MBD: Multi b-value Denoising of Diffusion Magnetic Resonance Images

We propose a novel approach to denoising diffusion magnetic resonance images (dMRI) using convolutional neural networks, that exploits the benefits of data acquired at multiple b-values to offset the need for many redundant observations. Denoising is especially relevant in dMRI since noise can have a deleterious impact on both quantification accuracy and image preprocessing. The most successful methods proposed to date, like Marchenko-Pastur Principal Component Analysis (MPPCA) denoising, are tailored to diffusion-weighting repeated for many encoding directions. They exploit high redundancy of the dataset that oversamples the diffusion-encoding direction space, since many directions have collinear components. However, there are many dMRI techniques that do not entail a large number of encoding directions or repetitions, and are therefore less suited to this approach. For example, clinical dMRI exams may include as few as three encoding directions, with low or negligible data redundancy across directions. Moreover, promising new dMRI approaches, like spherical b-tensor encoding (STE), benefit from high b-values while sensitizing the signal to diffusion along all directions in just a single shot. We introduce a convolutional neural network approach that we call multi-b-value-based denoising (MBD). MBD exploits the similarity in diffusion-weighted images (DWI) across different b-values but along the same diffusion encoding direction. It allows denoising of diffusion images with high noise variance while avoiding blurring, and using just a small number input images.

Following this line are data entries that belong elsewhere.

Issue #464, opened 2023-02-06
Supplier name could be NOASSERTION


spatil00:
Supplier name could be NOASSERTION , if this is not added then code throws exception. 

SPDX specification 2.3  says for supplier tag in package. 

"Use NOASSERTION if:

the SPDX document creator has attempted to but cannot reach a reasonable objective determination;

the SPDX document creator has made no attempt to determine this field; or

the SPDX document creator has intentionally provided no information (no meaning should be implied by doing so)."

Check needs to be added to the rdfbuilder.py in function EntityBuilder

spatil00:
I have fix , how can I contribute to fix this issue ?

meretp:
Hi @spatil00! 
Thanks for the report and the fix, please open a PR for the fix and I will have a look! :)

spatil00:
Hi , I don't have access to create branch , could you please help with that.

meretp:
Sure. You need to fork the repo first (this seems to be missing in the contributing guideline), within your own repository you can create a new branch from main and commit your changes to fix the issue. You can then create a pull request from your branch (in your fork) to the original main branch. 
For more information about forks, see here: https://docs.github.com/en/get-started/quickstart/fork-a-repo 
I hope, this helps. 
I will open an issue to add the fork step to the contributing guideline. Sorry for the circumstances here!

spatil00:
Hi @meretp ,  I have created pull request , I am not able to assign that to you , for review but I think you can help me with further process now. 

https://github.com/spdx/tools-python/pull/475

Thanks & Regards
Sandeep

PR #475, opened 2023-02-13
Issue #464 Fix: Added check for NOASSERTION 

spatil00:
Issue #464 Fix for issue

### DIFF
--- a/spdx/parsers/jsonyamlxml.py
+++ b/spdx/parsers/jsonyamlxml.py
@@ -1244,8 +1244,9 @@ class PackageParser(BaseParser):
         """
         if isinstance(pkg_supplier, str):
             if pkg_supplier == "NOASSERTION":
-                return self.builder.set_pkg_supplier(self.document, NoAssert())
-            entity = self.builder.create_entity(self.document, pkg_supplier)
+                return self.builder.set_pkg_supplier(self.document,utils.NoAssert())
+            else:
+                entity = self.builder.create_entity(self.document, pkg_supplier)
             try:
                 return self.builder.set_pkg_supplier(self.document, entity)
             except SPDXValueError:
@@ -1264,8 +1265,9 @@ class PackageParser(BaseParser):
         """
         if isinstance(pkg_originator, str):
             if pkg_originator == "NOASSERTION":
-                return self.builder.set_pkg_originator(self.document, NoAssert())
-            entity = self.builder.create_entity(self.document, pkg_originator)
+                return self.builder.set_pkg_originator(self.document,utils.NoAssert())
+            else:
+                entity = self.builder.create_entity(self.document, pkg_originator)
             try:
                 return self.builder.set_pkg_originator(self.document, entity)
             except SPDXValueError:
--- a/spdx/parsers/rdfbuilders.py
+++ b/spdx/parsers/rdfbuilders.py
@@ -16,6 +16,7 @@ from spdx import file
 from spdx import license
 from spdx import package
 from spdx import version
+from spdx import utils
 from spdx.checksum import Checksum, ChecksumAlgorithm
 from spdx.document import Document
 from spdx.parsers.builderexceptions import CardinalityError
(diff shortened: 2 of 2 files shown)


spdx/parsers/rdfbuilders.py
```diff
@@ -163,6 +164,8 @@ def create_entity(self, doc, value):
             return self.build_person(doc, value)
         elif self.org_re.match(value):
             return self.build_org(doc, value)
+        elif value == "NOASSERTION":            # Supplier name could be NOASSERTION SPDX 2.3
+            return  utils.NoAssert()
```
meretp, line 168: If you in include this check here, any field that is created through this method, so basically every entity (e.g. the creator of the document, any reviewer, any annotator) could also be set to `NoAssert` which is not valid in general.

meretp (changes requested):
Thanks for your contribution, the current codebase is not that easy to understand and your fix basically does what it should (especially it would also fix the same problem with `package originator` which could also be `NOASSERTION`). But your current solution would also allow other fields to be `NOASSERTION` which is not valid per spec (see my comment below). 
Looking deeper in the code, I have seen that the case distinction to `NOASSERTION` is already made [here](https://github.com/spdx/tools-python/blob/d6932e2d295a53c619deffd949ec30622a248765/spdx/parsers/rdf.py#L578) (and [here](https://github.com/spdx/tools-python/blob/d6932e2d295a53c619deffd949ec30622a248765/spdx/parsers/rdf.py#L564) for the package originator), just currently not seem to work properly. Could you try to fix the issue there?

spatil00:
@meretp Thanks for comments , I have moved fix into jsonyamlxml.py , Its specific to supplier tag now, also I have taken liberty to fix same issue for package originator tag. Please let me know if this fix is fine can be merged.

meretp:
Thanks for the effort, but I am sorry, maybe I wasn't clear on that, this issue is already fixed in jsonyamlxml.py. 
You could easily check this if you try to parse a Json document with supplier "NOASSERTION" on main. Your current fix would still fail for a RDF-file with package supplier being "NOASSERTION". 

You need to adapt the code in `spdx/parser/rdf.py` as I tried to point out. The following [logic](https://github.com/spdx/tools-python/blob/d6932e2d295a53c619deffd949ec30622a248765/spdx/parsers/rdf.py#L578) needs to be adapted:
```
 def p_pkg_suppl(self, p_term, predicate):
        for _s, _p, o in self.graph.triples((p_term, predicate, None)):
            try:
                if o == "NOASSERTION":
                    self.builder.set_pkg_supplier(self.doc, utils.NoAssert())
```
The return value `o` of `graph.triples()` is a `rdflib.Literal` and the comparison `o == "NOASSERTION"` is always False, so one would need to cast the type to `str` for this comparison. The same holds for `p_pkg_originator` some lines higher.

spdx/parsers/rdfbuilders.py
```diff
@@ -162,7 +162,7 @@ def create_entity(self, doc, value):
         elif self.person_re.match(value):
             return self.build_person(doc, value)
         elif self.org_re.match(value):
-            return self.build_org(doc, value)
+            return self.build_org(doc, value)
```
DjDeepDive, line 165: No need to commit random whitespace, please

spdx/parsers/jsonyamlxml.py
```diff
@@ -1264,8 +1265,9 @@ def parse_pkg_originator(self, pkg_originator):
         """
         if isinstance(pkg_originator, str):
             if pkg_originator == "NOASSERTION":
-                return self.builder.set_pkg_originator(self.document, NoAssert())
-            entity = self.builder.create_entity(self.document, pkg_originator)
+                return self.builder.set_pkg_originator(self.document,utils.NoAssert())
```
DjDeepDive, line 1268: Stylistic check: Can you put a space between the comma and "utils" to be consistent on formatting?

meretp:
@spatil00 we want to make a fix release soon where this issue should also be fixed. Do you plan to address the requested changes soon?

spatil00:
Looks like the issue that I wanted to fix was already got fixed as mentioned by @meretp,

PR #480, opened 2023-02-14
[issue-479] fix parsing of snippet ranges

### LINKED ISSUE #479: PackageVersion with ":" are considered invalid token
While applying [sbomqs quality checks](https://github.com/interlynk-io/sbomqs) on SBOMs, we found the parser failing to parse versions with ":" in them

```
 pyspdxtools_parser --file bom.nginx.spdx
```

results in the attached file with the missing field -

```
PackageVersion must be single line of text, line: 148
PackageVersion must be single line of text, line: 272
...
```

However, the included versions is indeed 

```
PackageName: bsdutils
PackageVersion: 1**:**2.36.1-8+deb11u1
```

This is not an issue for spdx-json because of the quotes.

**What did you expect to happen?**
Accept the valid versions correctly.

**What happened instead?**
[bom.nginx.spdx.txt](https://github.com/spdx/tools-python/files/10726753/bom.nginx.spdx.txt)

parser considers the SBOM invalid

**Additional details (base image name, container registry info...):**

meretp:
The previous regular expressions for ranges would prevent lines with ":" to be parsed as LINE and instead be parsed as RANGE, the remainder after ":\d+" would be truncated and ignored, this lead to problems when parsing a package version like "1:2.36.1-8+deb11u1".

fixes #479

### DIFF
--- a/spdx/parsers/lexers/tagvalue.py
+++ b/spdx/parsers/lexers/tagvalue.py
@@ -8,6 +8,7 @@
 # WITHOUT WARRANTIES OR CONDITIONS OF ANY KIND, either express or implied.
 # See the License for the specific language governing permissions and
 # limitations under the License.
+import re
 
 from ply import lex
 
@@ -170,10 +171,6 @@ class Lexer(object):
         t.value = t.value[1:].strip()
         return t
 
-    def t_RANGE(self, t):
-        r":\s*\d+:\d+"
-        t.value = t.value[1:].strip()
-        return t
 
     def t_DOC_REF_ID(self, t):
         r":\s*DocumentRef-([A-Za-z0-9\+\.\-]+)"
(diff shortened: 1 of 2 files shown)


maxhbr (approved):
LGTM

spdx/parsers/lexers/tagvalue.py
```diff
@@ -171,7 +171,7 @@ def t_CHKSUM(self, t):
         return t
 
     def t_RANGE(self, t):
-        r":\s*\d+:\d+"
+        r":\s*\d+:\d+[^A-Za-z\n.]"
```
maxhbr, line 174: this no longer matches regular expressions with only one digit after `:`

maxhbr (changes requested):

maxhbr (approved):
LGTM

maxhbr (approved):
LGTM

Issue #463, opened 2023-02-02
Implement SPDX2.2 specific validation


armintaenzertng:
Currently, only SPDX2.3 validation is implemented. 2.2 has more fields marked as mandatory and a few fields don't exist in that version.

armintaenzertng:
fixed by #490

Issue #360, opened 2022-12-08
Add examples using the new data model


nicoweidner:
We have to adapt the examples to work with the refactored data model

PR #482, opened 2023-02-14
Clean up examples

meretp:
As a start to solving #360 I deleted those files which aren't valid according to the spec. Or more precise: json, yaml and xml formats weren't defined in specVersion 2.1, so it does not make sense to keep these examples in the repo. Additionally, I deleted some data in the SBOM file which were added later on, probably to test a feature development but doesn't make sense for the original file. Trying to parse the SBOM file would still cause a ValidationError but as this is a file from specVersion 2.2 and the validation is still an open issue (#463), I think we can leave the example as is in the repo.


maxhbr (approved):
LGTM

PR #484, opened 2023-02-15
fix helper method

meretp:
The return value of err.args[0] is a string, so we need to use append to add this string to the list of messages in the logger.


maxhbr (approved):
LGTM

PR #485, opened 2023-02-15
add GitHub Actions workflow

meretp:
With this PR we add a GitHub Actions workflow to the main branch to also test installation on windows.


meretp:
To properly test the installation on windows, we shouldn't use bash as shell in the github actions but probably power shell. Converting this to a draft as it will need more work.

armintaenzertng (approved):
I think we can remove CircleCI now, but this looks good for now :)

PR #486, opened 2023-02-15
use datetime.fromisoformat to parse date string, instead of own imple…

chrisdecker1201:
I tried to validate a date in the following format and got an error

`2023-02-15T11:13:01.729997`

This is the output from: `datetime.utcnow().isoformat()` (https://docs.python.org/3/library/datetime.html#datetime.date.isoformat)

As you describe in the comment that you want an ISO 8601 format I think it would be better to use the python default method to validate the date

`datetime.fromisoformat(string)`. (https://docs.python.org/3/library/datetime.html#datetime.datetime.fromisoformat)

Therefore the above datetime is a valid datetime with no timezone

From the python documentation:         
The full format looks like 'YYYY-MM-DD HH:MM:SS.mmmmmm'. By default, the fractional part is omitted if self.microsecond == 0.
If self.tzinfo is not None, the UTC offset is also attached, giving a full format of 'YYYY-MM-DD HH:MM:SS.mmmmmm+HH:MM'.

### DIFF
--- a/spdx/utils.py
+++ b/spdx/utils.py
@@ -9,9 +9,9 @@
 # See the License for the specific language governing permissions and
 # limitations under the License.
 
-import datetime
 import hashlib
 import re
+from datetime import datetime
 from typing import Dict, List, TYPE_CHECKING
 
 from ply import lex
@@ -30,21 +30,12 @@ def datetime_iso_format(date):
     """
     Return an ISO-8601 representation of a datetime object.
     """
-    return date.isoformat() + "Z"
-
+    return date.strftime('%Y-%m-%dT%H:%M:%SZ')
 
 # Matches an iso 8601 date representation
 DATE_ISO_REGEX = re.compile(
-    r"(\d\d\d\d)-(\d\d)-(\d\d)T(\d\d):(\d\d):(\d\d)Z", re.UNICODE
+    r"(\d{4})-(\d{2})-(\d{2})T(\d{2}):(\d{2}):(\d{2})Z", re.UNICODE
 )
-
-# Groups for retrieving values from DATE_ISO_REGEX matches.
-DATE_ISO_YEAR_GRP = 1
-DATE_ISO_MONTH_GRP = 2
-DATE_ISO_DAY_GRP = 3
-DATE_ISO_HOUR_GRP = 4
-DATE_ISO_MIN_GRP = 5
-DATE_ISO_SEC_GRP = 6
 
 
 def datetime_from_iso_format(string):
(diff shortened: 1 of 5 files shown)


chrisdecker1201:
I'm confused about the build output because locally all tests run through.

meretp:
When I fetch this branch the tests also fail locally, maybe you need to run `pip install .` on your current changes?

meretp:
I guess the "problem" is your python version, the documentation fpr `datetime.fromisoformat` states: 

> Changed in version 3.11: Previously, this method only supported the format YYYY-MM-DD.

So we probably can't this method as we also support older Python versions.

chrisdecker1201:
Maybe this a solution for you now?

zvr:
I don't know what field this is about, but please note that SPDX spec does *not* allow fractional seconds.

Only `YYYY-MM-DDThh:mm:ssZ` is allowed for [Created](https://spdx.github.io/spdx-spec/v2.3/document-creation-information/#69-created-field), for example. The `Z` is mandatory.

Therefore the example in the first comment here is invalid.

chrisdecker1201:
@zvr Oh thank you :). I expected ISO 8601 because this is mentioned in the code comments.

spdx/utils.py
```diff
@@ -30,42 +30,27 @@ def datetime_iso_format(date):
...
-            hour=int(match.group(DATE_ISO_HOUR_GRP)),
-            second=int(match.group(DATE_ISO_SEC_GRP)),
-            minute=int(match.group(DATE_ISO_MIN_GRP)),
-        )
-        return date
-    else:
+    if not match:
         return None
 
+    if string.endswith("Z"):
```
zvr, line 50: The `Z` is mandatory, so the `if` will always succeed.

zvr:
In general, I am against this change: `fromisoformat()`, regardless of its name, does not handle ISO formats (e.g. the `Z` suffix). And SPDX does not accept any ISO anyway.

Therefore the custom parsing of the specific string allowed by SPDX is the cleaner solution.

chrisdecker1201:
@zvr I'm totally with you.

meretp:
One more general comment from my side: We are currently refactoring the whole codebase and hope to get the new refactored version out soon. It's hard to really name a timeline but I would hope that the refactored version is out within the next month (without any guarantee). The refactored version will follow the spec very close and will have separated layers for parsing, writing and validating SPDX documents. We don't really change this particular function, so we are not using `fromisoformat()` but this should be a more general hint about changes to the current code which aren't fixes. 
You find the current state of development on the [refactored-python-tools](https://github.com/spdx/tools-python/tree/refactor-python-tools) branch. Since you seem to be adding the `tools-python` to your code, it might be worth it to have a look at this new version and decide if you want to adapt to the new version. From your comment on the other PR I guess you need the version on pypi to really use it, right? We will try to get this out as soon as possible.

chrisdecker1201:
@meretp Yes I need a version to really use it :)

Geometry of the cumulant series in neuroimaging

Water diffusion gives rise to micrometer-scale sensitivity of diffusion MRI (dMRI) to cellular-level tissue structure. The advent of precision medicine and quantitative imaging hinges on revealing the information content of dMRI, and providing its parsimonious basis- and hardware-independent "fingerprint". Here we reveal the geometry of a multi-dimensional dMRI signal, classify all 21 invariants of diffusion and covariance tensors in terms of irreducible representations of the group of rotations, and relate them to tissue properties. Previously studied dMRI contrasts are expressed via 7 invariants, while the remaining 14 provide novel complementary information. We design acquisitions based on icosahedral vertices guaranteeing minimal number of measurements to determine 3-4 most used invariants in only 1-2 minutes for the whole brain. Representing dMRI signals via scalar invariant maps with definite symmetries will underpin machine learning classifiers of brain pathology, development, and aging, while fast protocols will enable translation of advanced dMRI into clinical practice.

Microstructural neuroimaging using spherical convolutional neural networks

Diffusion-weighted magnetic resonance imaging is sensitive to the microstructural properties of brain tissue. However, estimating clinically and scientifically relevant microstructural properties from the measured signals remains a highly challenging inverse problem. This paper presents a novel framework for estimating microstructural parameters using recently developed orientationally invariant spherical convolutional neural networks and efficiently simulated training data with a known ground truth. The network was trained to predict the ground-truth parameter values from simulated noisy data and applied to imaging data acquired in a clinical setting to generate microstructural parameter maps. Our model could estimate model parameters from spherical data more accurately than conventional non-linear least squares or a multi-layer perceptron applied on powder-averaged data (i.e., the spherical mean technique, a popular method for orientationally invariant microstructural parameter estimation). Importantly, our method is generalizable and can be used to estimate the parameters of any Gaussian compartment model.

aDWI-BIDS: an extension to the brain imaging data structure for advanced diffusion weighted imaging

Diffusion weighted imaging techniques permit us to infer microstructural detail in biological tissue in vivo and noninvasively. Modern sequences are based on advanced diffusion encoding schemes, allowing probing of more revealing measures of tissue microstructure than the standard apparent diffusion coefficient or fractional anisotropy. Though these methods may result in faster or more revealing acquisitions, they generally demand prior knowledge of sequence-specific parameters for which there is no accepted sharing standard. Here, we present a metadata labelling scheme suitable for the needs of developers and users within the diffusion neuroimaging community alike: a lightweight, unambiguous parametric map relaying acqusition parameters. This extensible scheme supports a wide spectrum of diffusion encoding methods, from single diffusion encoding to highly complex sequences involving arbitrary gradient waveforms. Built under the brain imaging data structure (BIDS), it allows storage of advanced diffusion MRI data comprehensively alongside any other neuroimaging information, facilitating processing pipelines and multimodal analyses. We illustrate the usefulness of this BIDS-extension with a range of example data, and discuss the extension's impact on pre- and post-processing software.